Comparative evolutionary endocrinology: merits, potential and pitfalls (#266)
We know relatively little about the evolutionary processes underlying endocrine physiology, despite the fact that hormones play a critical role in shaping an animal’s behaviour, ecology, and life history. Comparative endocrine studies offer an exciting and unique method for examining the selective pressures that influence endocrine traits across species. However, there are some unique considerations to be taken into account when comparing endocrine data across species. Failure to do so can lead to spurious results and biologically inappropriate conclusions.

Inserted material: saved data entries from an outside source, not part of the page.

PR #79, opened 2025-07-16
Iph improvements

### LINKED ISSUE #78: Use better IPH fitting parameters
- [ ] IPH offset should be the fit parameter relative to the rest wavelength of Lyman alpha
- [ ] Add prediction of IPH wavelength 
- [ ] Add prediction of IPH width

emcangi:
## Pull Request Checklist
 
Initial PR addressing Issue #78.

FYI only the most recent commit is actually important. Unclear why the earlier 4 are even on this branch.


emcangi:
As of this morning, remaining task is to get the IPH brightness onto the quicklooks.

emcangi:
IPH brightness now added to QL in 49e215541c43a47085199ea2bb3b2bc9ad5a36d4. Ready for a final review

maven_iuvs/echelle.py
```diff
@@ -1607,34 +1634,41 @@ def fit_flat_data(light_fits, spectrum, data_unc, bad_frames=None,
...
 
         if BU_bg is not None:
             BU_bg_i = BU_bg[i, :]
         else:
             BU_bg_i = None
 
-        result_vec = fit_H_and_D(initial_guess, wavelengths, spectrum[i, :], light_fits, theCLSF, unc=data_unc[i, :], BU_bg=BU_bg_i, **kwargs)
-            
+        # Determine whether line-of-sight minimum ray height is large enough to fit an IPH component
+        fit_IPH_component = check_whether_IPH_fittable(light_fits)
```
planetarymike: technically this is duplicating work because the full FITS file is checked on every integration loop, but eh

maven_iuvs/echelle.py
```diff
@@ -1542,17 +1546,40 @@ def flatten(light_fits, processed_data):
...
-                  calibration="new", return_each_line_fit=False, ints_to_fit=1,  
+_fit_parameter_names = ['total_brightness_H',  # DN
+                        'total_brightness_D',  # DN
+                        'total_brightness_IPH',  # DN
+                        'central_wavelength_H',  # nm
+                        'central_wavelength_IPH',  # nm  
+                        'width_IPH',  # nm
+                        'background_m',
+                        'background_b']
+_unc_parameter_names = ['unc_total_brightness_H',
```
planetarymike: should probably use a list comprehension here for safety: `['unc_'+pname for pname in _fit_parameter_names]`

maven_iuvs/echelle.py
```diff
@@ -1892,10 +1908,10 @@ def writeout_l1c(light_l1a_path, dark_l1a_path, l1c_savepath, light_fits, binnin
...
     yMRH = math.floor((yMRH-this_dict['ycH'].values[0])/this_dict['NbinsY'].values[0]) #  to get an integer value like IDL does.
 
-    H_brightnesses = [fit_params_list[i]["area_H"] for i in range(n_int)]
-    D_brightnesses = [fit_params_list[i]["area_D"] for i in range(n_int)]
-    H_1sig = [fit_unc_list[i]["unc_H"] for i in range(n_int)]
-    D_1sig = [fit_unc_list[i]["unc_D"] for i in range(n_int)]
+    H_brightnesses = [fit_params_list[i]['total_brightness_H'] for i in range(n_int)]
+    D_brightnesses = [fit_params_list[i]['total_brightness_D'] for i in range(n_int)]
+    H_1sig = [fit_unc_list[i]['unc_total_brightness_H'] for i in range(n_int)]
+    D_1sig = [fit_unc_list[i]['unc_total_brightness_D'] for i in range(n_int)]
```
planetarymike, line 1964: we should probably report the fitted IPH parameters in the l1c file, right?

maven_iuvs/echelle.py
```diff
@@ -2070,24 +2120,34 @@ def fit_H_and_D(pig, wavelengths, spec, light_fits, CLSF, unc=1, IPH_bounds=(Non
...
-                                       bounds=[(None, None), (None, None), 
-                                               (0, None), 
-                                               (121.55, 121.58), IPH_bounds, 
-                                               (0.0001, 0.02), 
-                                               (None, None), (None, None)]
+                                       bounds=[(None, None), # DN_H
+                                               (None, None),  # DN_D
+                                               (None, None), # DN_IPH
+                                               (121.55, 121.58),  # λ H
+                                               (pig[4]-IPH_wv_spread/2,
```
planetarymike: I think +/- 5 km/s may be safer, this is +/- 2.5 km/s, right?

maven_iuvs/echelle.py
```diff
@@ -2298,55 +2365,54 @@ def lineshape_model(params, wavelength_data, binedges, theCLSF, BU_bg):
...
-    total_brightness_D = params[1] 
-    total_brightness_IPH = params[2] 
-    central_wavelength_H = params[3] # nm
-    central_wavelength_D = params[3] - D_offset # nm
-    central_wavelength_IPH = params[4]  # TODO: Can calculate based on 
-                                         # spacecraft ephemeris and pass in for 
-                                         # the starting guess/requirement.
-    width_IPH = params[5]  # TODO: Should also be able to calculate this, 
-                            # which is the width of the Gaussian. 
+    param_dict = make_fit_param_dict(params, BU_bg=BU_bg)
```
planetarymike: nice, this is more elegant. Changing this function to a class with static class members for the names / bounds / etc. is probably the move to avoid having things at the global scope, but the current implementation is good enough.

maven_iuvs/echelle.py
```diff
@@ -2630,43 +2697,102 @@ def line_fit_initial_guess(wavelengths, spectrum, H_a=20, H_b=170, D_a=80, D_b=1
...
     """
+    num_params = 8
+
     # Total flux of H and D in DN, initial guess: get by integrating around the line. Note that the H bounds as defined
     # in a parent function overlap the D, but that's okay for an initial guess.
+    rows = get_n_int(light_fits) if coadded is False else 1
+    guesses = np.zeros((rows, num_params))
+    # Line center of IPH is predicted based on the obs geometry;
+    # length is number of integrations.
+    lambda_IPH_lya_guess = 121.567 + predict_IPH_linecenter(light_fits)
```
planetarymike, line 2870: probably should fit the IPH parameter the same way as D, by fitting the H central wavelength and then subtracting the IPH line center offset from the lab wavelength, but if this works that's fine for now.

maven_iuvs/echelle.py
```diff
@@ -2630,43 +2697,102 @@ def line_fit_initial_guess(wavelengths, spectrum, H_a=20, H_b=170, D_a=80, D_b=1
...
+
+    return guesses
+
+
+def predict_IPH_linecenter(light_fits):
+    """
+    Exact location of upstream direction not completely certain. 
+    Not accounted for: decelreation of IPH across solar system, assumed to be the same.
+    """
+    load_iuvs_spice()
```
planetarymike, line 2933: I think this will clear and load the spice kernels every time this function is called... possibly greatly impacting performance. May be better to check whether the kernels are loaded and return an error if they are not, or put the contents of the function into a try/except block that asks the user to load_iuvs_spice() if a spice error is thrown.

planetarymike (commented):
I did not review changes to the graphics routines.

This looks ready to merge depending on your thoughts about some of my suggestions. I think the main thing that's still missing is ensuring the IPH fit values are reported in the l1c files. We'll need to make some minor changes to the SIS I guess once these are slated for delivery.

maven_iuvs/echelle.py
emcangi: Fixed in 1dc86bfe73b86b1aad026fa19d45487656e827a4

maven_iuvs/echelle.py
emcangi: Fixed in 38c81f7ccf7737d2e3e3e95e56dc52065f78456a

maven_iuvs/echelle.py
emcangi: Oh nooooo, yes

maven_iuvs/echelle.py
emcangi: Ah ok, I misunderstood and did 5 as the total spread, apparently I can't read

emcangi: Fixed in 2b5aa95a4a3260adfed691da8f079d988d183a70

maven_iuvs/echelle.py
planetarymike: I think the new implementation is still redoing all of the work in every loop, but this is probably not an important optimization to make.

maven_iuvs/echelle.py
planetarymike: I think you either need to update the comment in constants to refer to 10 km/s or change the constant back and remove the /2 from the bounds array.

maven_iuvs/echelle.py
planetarymike: let me know if you're planning on making this change or just leaving it as is.

maven_iuvs/echelle.py
planetarymike: Hopefully it's not too much extra work!

emcangi: Fixed with c9545179fb52629ce74c4971ee40e51fe6117a2b

maven_iuvs/echelle.py
emcangi: If we do this, then what do we do with the IPH velocity uncertainty? Currently that's ±5 km/s and that provides the bounds over which to search for the line center.

maven_iuvs/echelle.py
emcangi: Fixed in c9545179fb52629ce74c4971ee40e51fe6117a2b

maven_iuvs/echelle.py
planetarymike: We keep it because it represents the uncertainty in the offset relative to the mars rest wavelength. The issue is whether a "0" fit parameter for the IPH offset within the bounds of +/-5 km/s represents zero offset from the lab frame wavelength of Lyman alpha or from the fitted instrument Mars H Ly a wavelength. I think it should be the latter to minimize potential systematics involved in referencing the IPH to the lab wavelength but fitting the observed location of the Mars H line center.

maven_iuvs/echelle.py
```diff
@@ -2160,11 +2168,19 @@ def fit_H_and_D(pig, wavelengths, spec, light_fits, CLSF, unc=1, IPH_bounds=(Non
...
+                                   args=objfn_args)
 
             if fit_IPH_component:
                 fit_uncert = np.sqrt(np.diag(inv(hessian)))
-            else:
+                # Sometimes we get nans if the epsilon of approx_hess2 is chosen 
+                # automatically. Check and recalculate if need be.
+                if np.isnan(fit_uncert).any():
+                    new_hessian = approx_hess2(bestfit.x, negloglikelihood, 
+                                   epsilon=1e-2, # Seems to be the magic number...
```
planetarymike: Based on the approx_hess2 documentation (available here: https://www.statsmodels.org/dev/generated/statsmodels.tools.numdiff.approx_hess2.html ), the default is to use

`epsilon = EPS**(1/3)*x`

That is, the epsilon used in the hessian computation is a fraction of the fitted parameter value. The default value for EPS is `np.finfo(float).eps`, which on my machine is ~2e-16, giving `epsilon ≈ 6e-6*x` .

Probably we should also scale epsilon by the best fit value, so I recommend trying `epsilon=1e-2*bestfit.x` .

planetarymike:
Pushed some changes to switch the lineshape_model and (neg)loglikelihood to use JAX. This has two advantages:

1. The (neg)loglikelihood function is just-in-time compiled, which reduces function runtime. Fitting with dynesty now takes ~15 s (static sampler) or ~30s (dynamic sampler).
2. The hessian can be computed via automatic differentiation rather than finite differences. Hopefully this results in fewer singular hessian matrices.

I have not tested this code for all modes (in particular, I have not tested the BU_background specification, which needed to be altered for the code to work with JAX). It's possible modes other than the standard mode are broken.

JAX is a bit tricky to work with if conditional evaluation is needed, but it's not too bad, hopefully this doesn't add a ton of overhead when future changes are needed to the lineshape model.

emcangi:
Noting that we tested this together and it looks like the dynesty fitter with the following options works at a ~1s/integration on my machine:
```
convert_l1a_to_l1c(light_fits, dark_fits, light_path, dark_path, l1c_savepath, 
                   fitter="dynesty", approach="static", bound="single", livepts=100)   # <-------------------
```

That's still slower than scipy, I think, but without the problems associated with approx_hess2, so I think it's worth it.

maven_iuvs/echelle.py
emcangi: Yes this seems to have been an oversight in trying to adapt to quicklooks. it has been fixed for real this time in 9756bee44f864647d52fa08bab306de82ab6bdc3

maven_iuvs/echelle.py
emcangi: This is no longer relevant thanks to the jax implementation, thank you!

maven_iuvs/echelle.py
emcangi: Could you possibly add a change for this? I'm still working on error control for problem files.

emcangi: We discussed in person and found that on my machine, this takes ~microseconds, and so determined not to fix this for now. Let's keep an eye on it in case it becomes a problem for us or future users.

maven_iuvs/binning.py
```diff
@@ -143,16 +144,14 @@ def get_pix_range(myfits, which="spatial"):
     pixlo = myfits['Binning'].data[f'{which[:3]}pixlo'][0]
     pixhi = myfits['Binning'].data[f'{which[:3]}pixhi'][0]
 
-    if not (set((pixhi[:-1]+1)-pixlo[1:]) == {0}):
```
planetarymike, line 146: The issue there is that spaepixlo and spaepix high include the indices of bins that are not transmitted, so there needs to be a cross-check against spaebintransmit to see whether or not the bin is actually included in the file. I think at some point in some application of this function I worried about dividing the data by compute number of pixels per bin, and that division won't work if the bin widths are calculated using a diff on this function. Maybe it's OK now.

planetarymike: I took a closer look and the issue is in `get_npix_per_bin()` . For nonlinear binning schemes that function needs to be modified to only report transmitted bins. Probably an easy fix but for now the nonlinear warning can be moved there

planetarymike: It also looks like some of the echelle graphics routines will need to be modified to account for this too if the nonlinear exception is removed...

emcangi: When I tested this, it produced expected output, with the only difference being that the untransmitted bins leave a much larger "gap" in the pixels. E.g., for a file that is linearly binned with width 11 pix/bin in transmitted bins, and 77 pix/bin in two untransmitted bins in the ~middle of the detector, just above the slit:

```python
>>> print(f"file: {lf['primary'].header['FILENAME']}")
file: mvn_iuv_l1a_outdisk-orbit02102-ech_20151029T030345_v13_r01.fits
>>> print(f"Binning scheme: {iuvs.binning.get_binning_scheme(lf)}")
Binning scheme: {'bintbl': 'NON LINEAR 4,4 nonlin_0002', 'nspa': 50, 'nspe': 160}
>>> print("Transmitted/untransmitted bins: ", lf['binning'].data['spabintransmit'])
Transmitted/untransmitted bins:  [[0 0 0 1 1 1 1 1 1 1 1 1 1 1 1 1 1 1 1 1 1 1 1 1 1 1 1 1 0 0 1 1 1 1 1 1
  1 1 1 1 1 1 1 1 1 1 1 1 1 1 1 1 1 1 1 0 0]]
>>> print(f"Bin widths: {lf['binning'].data['spabinwidth']}")
Bin widths: [[100 100  99  11  11  11  11  11  11  11  11  11  11  11  11  11  11  11
   11  11  11  11  11  11  11  11  11  11  77  77  11  11  11  11  11  11
   11  11  11  11  11  11  11  11  11  11  11  11  11  11  11  11  11  11
   11  17   4]]
>>> print(f"Lowest pixel number in bin: {lf['binning'].data['spapixlo']}")
Lowest pixel number in bin: [[299 310 321 332 343 354 365 376 387 398 409 420 431 442 453 464 475 486
  497 508 519 530 541 552 563 728 739 750 761 772 783 794 805 816 827 838
  849 860 871 882 893 904 915 926 937 948 959 970 981 992]]
>>> print(f"Highest pixel number in bin: {lf['binning'].data['spapixhi']}")
Highest pixel number in bin: [[ 309  320  331  342  353  364  375  386  397  408  419  430  441  452
   463  474  485  496  507  518  529  540  551  562  573  738  749  760
   771  782  793  804  815  826  837  848  859  870  881  892  903  914
   925  936  947  958  969  980  991 1002]]
>>> print(f"results of get_pix_range(): {iuvs.binning.get_pix_range(lf, which='spatial')}")
results of get_pix_range(): [ 299  310  321  332  343  354  365  376  387  398  409  420  431  442
  453  464  475  486  497  508  519  530  541  552  563  574  739  750
  761  772  783  794  805  816  827  838  849  860  871  882  893  904
  915  926  937  948  959  970  981  992 1003]
```

From what I can tell get_pix_range() is only used in: 
- echelle.py
- echelle_graphics.py
- geometry.py (one call, and it's not even imported, so I think it must not have ever been used?)
- line_fit_plot.py

From what I can tell in my testing, it's working in all of those except geometry.py, but I haven't tested it for use with the standard resolution. Is there another case you're thinking of where this could break?

Also, these commits weren't supposed to be on this branch since they're not strictly related to IPH. I can look more into moving them to another branch later, at a brief glance it looked like it was going to be a bit of a headache.

planetarymike: `get_pix_range()` is called by `get_npix_per_bin`, which is called by `detector_image`. In that routine the following happens (this is similar to some of your echelle routines I think):

```python
def detector_image(myfits, integration=0, **kwargs):
    data = myfits['detector_dark_subtracted'].data[integration]

    spapixrange = get_pix_range(myfits, which="spatial")
    spepixrange = get_pix_range(myfits, which="spectral")
    npixperbin = get_npix_per_bin(myfits)
            
    data = data / npixperbin

    fig = plot_detector(data, spapixrange, spepixrange, **kwargs)
```

If get_pix_range returns extra entries for non-transmitted bins, there will be a dimensional mismatch between the `data` element and `npixperbin`. Additionally, `plot_detector()` will have issues because the `pcolormesh` call will have a dimensional mismatch between the data and the pixel boundaries given. 

If we want to retain the new behavior of `get_pix_range()`, that's OK, but the downstream routines would either need to be fixed to operate correctly with nonlinear binning or raise an error similar to the old error raised by `get_pix_range()` in the event a file with nonlinear binning is encountered.

planetarymike: Maybe I'm still missing something--- if so we should chat in person!

maven_iuvs/echelle.py
emcangi: After discussion, I implemented this in 6795164877bbaa7fd02e2528f26cfc204b03e771, but found that it adds a huge amount of overhead to the fitting for some reason - 5-10 seconds per call, which is not sustainable. Thus I've reverted it in 4fa5e9b4d53c3d383802df8f5c6abeb51708496c and for now we'll just accept that there will be a slight discrepancy that should be accounted for within the uncertainties anyway.

maven_iuvs/binning.py
emcangi: Its probably hard to discuss in thread but:

> If get_pix_range returns extra entries for non-transmitted bins, 

I was saying this doesn't happen as far as I can tell, at least when run on echelle files. In my snippet above, in the last line, it jumps from 574 pix to 739 whereas the rest are diff'ed by 11 pix only. I was able to make quicklooks with it (as I showed you in person, and I have pasted it below again to link it to this discussion).


image


I checked every entry in the index file where the binning is nonlinear, and they all have the same scheme, so they all should work (not gonna test it because there's 2400+ files and it will take forever). 

I can still run `detector_image()` / `plot_detector()` successfully on a linearly-binned l1b FUV file. I'm happy to test on a nonlinearly binned l1b FUV file if there were any (thinking maybe not? I went back to the range where echelle was being nonlinearly binned, and those FUV files were linearly binned), but I'm less familiar with it and don't have it downloaded.

I suppose it's possible in the future we could change the binning again, so we should build in a catch? Would that satisfy this thread?

emcangi: Okay, I've added an assertion in the detector image routines here: d6d354e

Let me know if that looks good enough to complete the review!

planetarymike: I just pushed some changes to fix the remaining issues.

Nonlinearly binned files could be handled pretty well by the previous code, but the issue was that one transmitted pixel would be assigned an incorrect dimension that extended over any non-transmitted bins to the lower edge of the next transmitted bin. Now this does not occur--- binning functions have been modified to return values that are correct regardless of linear / nonlinear binning, and plotting functions have been modified to pad data arrays with NaN values for nontransmitted bin ranges.

emcangi (commented):
LGTM

maven_iuvs/binning.py
emcangi: Great!

planetarymike (approved):
I think this is ready to go!

emcangi:
Just confirming - I went back and checked the file where the H line was being severely underfit with the IPH updates. That file is now fine, so I think the issue was related to the lack of geometry - that or other changes we made in the process fixed the problem.

(file was: mvn_iuv_l1a_inlimb-orbit24112-ech_20250801T032926_v13_XYY.fits.gz, where x= r|s and y=\d)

Here, we identify the issues and assumptions that must be dealt with in comparative endocrine studies, particularly meta-analyses. We outline the sources of error introduced by both biological and methodological factors, which are unique to endocrine data. In addition, we offer the first empirical demonstration of how these sources of error may affect the conclusions drawn from inter-specific comparisons. We conducted a cross-lab comparison of assay performance to examine how inter-lab variation contributes to variance in reported corticosterone values. Our results show that inter-lab variance in measured corticosterone levels is considerable, highlighting the strength of inter-lab effects when comparing data. Then, using birds as a case study because they represent a particularly well-studied taxonomic group, we compiled the largest corticosterone database to date. We use this dataset to demonstrate that phylogenetic relationships can only be tested when effectively controlling for structured error in the database. Our empirical findings allow us to offer specific recommendations about how to control for sources of error and which metrics may yield the most biologically meaningful insights. Comparative endocrinology is an exciting area of evolutionary physiology and has the potential to greatly enhance our understanding of how physiological traits evolve, but understanding the limitations of comparisons is important to allow the field to progress robustly.